Corteva, Inc.
- Type: Public
- Traded as: NYSE: CTVA; S&P 500 component;
- ISIN: US22052L1044
- Industry: Agricultural chemicals
- Predecessors: Dow AgroSciences; E. I. du Pont de Nemours and Company (legal);
- Founded: March 2018; 8 years ago
- Headquarters: Indianapolis, Indiana, U.S.
- Key people: Chuck Magro (CEO);
- Revenue: US$17.401 billion (2025)
- Operating income: US$1.204 billion (2025)
- Net income: US$1.105 billion (2025)
- Total assets: US$42.845 billion (2025)
- Total equity: US$24.144 billion (2025)
- Number of employees: 21,500 (2025)
- Parent: DowDuPont (2018–2019)
- Subsidiaries: Pioneer Hi-Bred International
- Website: corteva.com

= Corteva =

American agriculture company

Corteva, Inc. (also known as Corteva Agriscience) is an American company devoted to products for seeds and crop protection, including herbicides, insecticides, fungicides, and biologicals (natural herbicides) that are sold in 110 countries. The company's name combines "cor" (Latin for "heart") with "teva" (the Hebrew word for nature). It is headquartered in Indianapolis, Indiana. Its primary brand is Pioneer Hi-Bred International.

==History==
After the merger of the Dow Chemical Company and DuPont to form DowDuPont in August 2017, Corteva was formed in March 2018 as a subsidiary handling the parent company's agriculture activities, which focused on seeds and crop protection. In June 2019, DowDuPont completed the corporate spin-off of the company and Corteva became a public company. Included in the spin-off was E. I. du Pont de Nemours and Company, the former corporate entity of DuPont which was designated as the predecessor to Corteva and was renamed to EIDP, Inc. in January 2023.

In March 2019, Corteva commissioned Charles River Laboratories to test its new fungicide on 36 beagles. Corteva argued that such testing is required by regulatory authorities but, after outrage from the Humane Society of the United States, the company agreed to stop the tests and release the animals to Michigan Humane for adoption.

In February 2020, Corteva ceased production of the pesticide chlorpyrifos due to declining sales after the product was linked to neurological problems in children and following bans in the European Union and some US states.

In March 2023, the company acquired Stoller Group, a maker of natural pesticides for $1.2 billion. It also acquired Symborg, an expert in microbiological technologies based in Murcia, Spain. This was part of an overall strategy to grow and strengthen an emerging biologicals product portfolio.

In November 2024, the company partnered with BP to develop a low carbon intensive bio-feedstock for the production of aviation biofuel. Also in November 2024, the company acquired the naming rights to the Indiana Farmers Coliseum at the Indiana State Fairgrounds. In 2025, the company introduced Forcivo, a fungicide for corn and soybeans containing flutriafol, azoxystrobin, and fluindapyr and targeting tar spot, southern rust, and frogeye leaf spot. In September 2025, the Wall Street Journal reported the company was exploring a breakup that would separate its seed and pesticide businesses. The company confirmed it planned to separate the businesses in October 2025. In May 2026, Corteva announced the name Vylor for its seed and genetics business.
==Legal issues==
In July 2020, a U.S. appeals court ruled that Corteva can continue to sell Enlist Duo, which contains glyphosate and a salt of 2,4-D and choline, after environmentalists attempted to block sales of the chemical due to its claimed negative effects on plants and wildlife. However, the court ruled that the U.S. Environmental Protection Agency properly relied on studies that showed that the volatility of 2,4-D choline salt will not cause unreasonable harm to the environment.

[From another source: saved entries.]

PR #586, opened 2025-08-28
Set DATE in L1 files

svank:
## PR summary

We were just copying the value from the L0 file.


svank:
At least the first test failure is incompatible units: `<ufunc 'add'>, unit1 = Unit("deg"), unit2 = Unit("deg2")`

PR #606, opened 2025-10-05
Add PIM and CIM data codes

jmbhughes:
Adds the PIM and CIM products to the data codes table


jmbhughes:
pre-commit.ci autofix

PR #924, opened 2026-05-03
New faster alignment code

jmbhughes:
Not quite finished with PR


jmbhughes:
I'm going to kill this PR since the algorithm was not as accurate as desired. @svank figured out a way to speed up the existing algorithm. Yay!

Issue #687, opened 2025-12-14
Highlight the data codes that users will most likely want


svank:
We should make a friendly guide to the most useful data products. Maybe even a "If you want to do this, try using this"

PR #925, opened 2026-05-04
Data description update 

s0larish:
## PR summary

Update the documentation to highlight which dataproducts to be used primarily for scientific analysis.
Completes #687


docs/data/access.rst
```diff
@@ -1,6 +1,33 @@
 Accessing PUNCH Data
 ====================
 
+Which Product to look for?
+--------------------------
+Recommended Level 3 Products
+-----------------------------
+
+For most science use cases, the recommended starting point is the Level 3 **CAM**
+(Clear a.k.a total brightness low-noise science mosaic) and **PAM** (Polarized low-noise science mosaic) products.
```
lowderchris: I might flip this throughout the documentation - so refer to them first as clear / polarized low-noise mosaics, with CAM / PAM in parentheses? Just to avoid getting lost in an alphabet soup of product codes for users.

docs/data/access.rst
```diff
@@ -1,6 +1,33 @@
...
+giving you the cleanest possible signal for heliospheric science.
+CAM provides total brightness (B) with uncertainty, while PAM additionally resolves
+polarized brightness (pB) and its radial component (pB'), making PAM the product of
+choice for studies of the CMEs, shocks, solar wind etc. These products
+represent one full spacecraft rotation cycle with a significant
+improvement in signal-to-noise relative to other products.
+
+Researchers who need intermediate data products — for example to inspect F-corona
+subtraction before the final background removal, or to carry out their own starfield
+subtraction — should consider the **CIM** (Clear/total brightness science trefoil with F-corona subtraction)
```
jmbhughes: We no longer ship CIM and PIM to the SDAC, so it's not worth mentioning.

docs/data/access.rst
```diff
@@ -1,6 +1,33 @@
...
+and **PIM** (Polarized science trefoil with F-corona subtraction) products. CIM and PIM
+retain the trefoil geometry of the full PUNCH field of view but stop short of the full
+background subtraction pipeline applied to CAM and PAM. They are particularly useful for
+validating custom reduction steps or for science cases that are sensitive to how the
+background model is constructed.
+
+If you are unsure which product to start with, download a CAM or PAM file first.
+Use CIM/PIM only if your analysis requires it.
```
jmbhughes: Same again for CIM/PIM.

docs/data/access.rst
```diff
@@ -1,6 +1,33 @@
...
 ====================
 
+Which Product to look for?
+--------------------------
+Recommended Level 3 Products
+-----------------------------
+
+For most science use cases, the recommended starting point is the Level 3 **CAM**
+(Clear a.k.a total brightness low-noise science mosaic) and **PAM** (Polarized low-noise science mosaic) products.
+Both are fully background and starfield subtracted and mosaicked across the PUNCH field of view,
```
jmbhughes:
```suggestion
Both products are fully background and starfield subtracted and mosaicked across the PUNCH field of view,
```

docs/data/access.rst
```diff
@@ -1,6 +1,33 @@
 Accessing PUNCH Data
 ====================
 
+Which Product to look for?
+--------------------------
+Recommended Level 3 Products
+-----------------------------
```
jmbhughes: Are there two headings here?

docs/data/access.rst
svank: But on the other hand, if we focus on "polarized" and "clear", that might distract from the fact that PAM also includes unpolarized data.

docs/data/access.rst
```diff
@@ -1,6 +1,33 @@
...
+
+For most science use cases, the recommended starting point is the Level 3 **CAM**
+(Clear a.k.a total brightness low-noise science mosaic) and **PAM** (Polarized low-noise science mosaic) products.
+Both are fully background and starfield subtracted and mosaicked across the PUNCH field of view,
+giving you the cleanest possible signal for heliospheric science.
+CAM provides total brightness (B) with uncertainty, while PAM additionally resolves
+polarized brightness (pB) and its radial component (pB'), making PAM the product of
+choice for studies of the CMEs, shocks, solar wind etc. These products
+represent one full spacecraft rotation cycle with a significant
+improvement in signal-to-noise relative to other products.
```
svank:
```suggestion
For most science use cases, the recommended starting point is the two Level 3 low-noise science mosaic products,
**PAM** and **CAM**.
Both products are fully background and starfield subtracted and mosaicked across the PUNCH field of view,
giving you the cleanest possible signal for heliospheric science.
Each of these two product types are produced every 32 minutes, allowing multiple images to be averaged together at every point in the mosiac field of view,
offering improved signal-to-noise relative to other products.
PAM files (with the "P" standing for "polarized") have three data layers: total brightness (tB), which is effectively an unpolarized image, followed by
polarized brightness (pB) and its radial component (pB'), making PAM the product of
choice for studies of CMEs, shocks, the solar wind, etc.
CAM files (with the "C" standing for "clear") provide only unpolarized data. The PAMs' unpolarized total brightness is reconstructed from sets of polarized observations, while the CAMs are produced from unpolarized observations which are made at a reduced cadence. So while the total brightness layer of the PAMs is conceptually equivalent to the CAMs, PAMs average together more data, which is expected to provide better signal-to-noise. But for memory- or bandwidth-constrained situations that don't require polarization, CAMs provide largely equivalent data at one-third the file size.
```

Here are some possible additions to this paragraph. I think two product codes aren't enough to be alphabet soup, and I think their differences and similarities are subtle enough to deserve a few more sentences. I think especially the fact that PAMs include "clear" data, and the differences between that and the CAMs, deserves careful attention and emphasis.

jmbhughes:
pre-commit.ci autofix

jmbhughes (approved):

PR #929, opened 2026-05-05
Set DB polarization for L3 *IM, *TM

svank:
We weren't setting this field, meaning e.g. in the files dashboard you won't see them if you filter to clear polarization states.


jmbhughes:
pre-commit.ci autofix

jmbhughes (approved):

PR #932, opened 2026-05-07
Properly interpolate starfield models and use correct time windows

### LINKED ISSUE #871: Sort out starfield timing problems
Right now the starfield model is valid for too long of a time in the pipeline. It results in weird holes.

### LINKED ISSUE #872: Interpolate between starfield models
We want to avoid the weird jumpy behavior we're seeing now

lowderchris:
Updates to starfield subtraction

### DIFF
--- a/changelog/932.feature.rst
+++ b/changelog/932.feature.rst
@@ -1,0 +1,1 @@
+Allows interpolation between starfield models.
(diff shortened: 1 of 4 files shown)


jmbhughes (approved):

jmbhughes:
I think this is good, but I'm tired and might wait to merge until morning so I can see it with fresh eyes.

PR #934, opened 2026-05-08
Outlier check logic was backwards in L3_PAM/L3_CAM

jmbhughes:
This corrects the logic.


svank (approved):
I think this only affects the logic that ensures outliers get marked as processed, even though they're filtered out from being passed into the flow. The only consequence would be that that unmarked outliers get seen and rejected again and again every time the scheduler runs.

PR #940, opened 2026-05-12
Make alignment faster

svank:
This makes the alignment code run in about 1/3 the time at the same core count (and I think we can use a few more cores---it's configurable now!).

For a typical image, we had been runing 175 iterations, each finding a best-fit WCS for a small subset of catalog stars, and we used the single WCS which reported the lowest RMS error for its subset of stars. Across all iterations, the spread of fitted CRVALs looks like this:
image
The color is the reported RMS error for that WCS's subset, and it noticeably doesn't really trend with distance to the center of the CRVAL cloud. If we assume the cloud center is the true answer, I bet these residuals are dominated by error in the identified star centroids, and so there's nothing special about the one fit with the lowest residual. This PR changes to using the median CRVAL and CROTA across the iterations.

With that in place, we can run a lot fewer iterations. We can compare the median WCS we get after 50 iterations to what we get after 175 iterations, by taking a set of pixels at the image edges and going pixel --wcs1-> world --wcs2-> pixel and computing the RMS difference i pixels. That distribution, over 20,000 WFI images, looks like this:
image

So 50 iterations looks basically as good as 175. That's the bulk of the speedup here.

This also reduces import overhead for the parallel workers. For one worker, startup time goes from ~4s to 2.5s.

### DIFF
--- a/changelog/940.feature.rst
+++ b/changelog/940.feature.rst
@@ -1,0 +1,1 @@
+Alignment uses a median of the iterations that are run, allowing much fewer iterations to be used.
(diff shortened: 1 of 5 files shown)


svank:
And here's a sanity check of old vs. new for one image
image

jmbhughes (approved):

PR #944, opened 2026-05-13
Use a BlockMasker for remove_starfield

svank:
On `remove_starfield` `main`, we can now be clever about not reprojecting the empty parts of our input trefoils.

The output frame is divided into 128x128 cells. Each cell's center is transformed to the input image's frame, and a 128x128 cell around that transformed center is sampled. If the entire cell is zero or nan, the corresponding cell in the output frame is marked "bad" and not reprojected into. Contiguous "good" cells are merged into strips, and each strip is reprojected into as a separate reproject call. For one input image, those strips overlaid on the output starmap, look like this:
image

Trefoils fill about 2/3 of the image frame, so this means we get through the reprojection part of starfield generation in about 2/3 the time. Including the reduction time, starfield generation time for one test went from 25 minutes to 17.5 minutes.

Since we only transform each cell's center into the output frame, not its size or orientation, we sometimes erroneously clip the very edges of input images, but I think the speed-up is worth it. We can afford to use many more input images, so we're still netting many more pixels.


lowderchris:
A note - tests are failing from not running that updated version of remove_starfield

lowderchris (approved):

jmbhughes:
I'll merge this when we update the remove-starfield dependency in the requirements.txt for punch-mission and in the operational environment.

In August 2022, Bayer sued Corteva for breach of contractual obligations related to the development and commercialization of E3 soybeans. Corteva then sued Bayer, alleging that Bayer infringed upon its patents on a gene used in Enlist Corn, which is resistant to herbicides such as Roundup. In May 2025, the case was paused until the US Supreme Court considers whether to take up a separate patent-related case.

In September 2022, the Federal Trade Commission sued Syngenta and Corteva, challenging certain US-based discount programs that allegedly block and restrict generic competition from pesticide markets. In January 2024, a federal judge denied a motion to dismiss the lawsuit.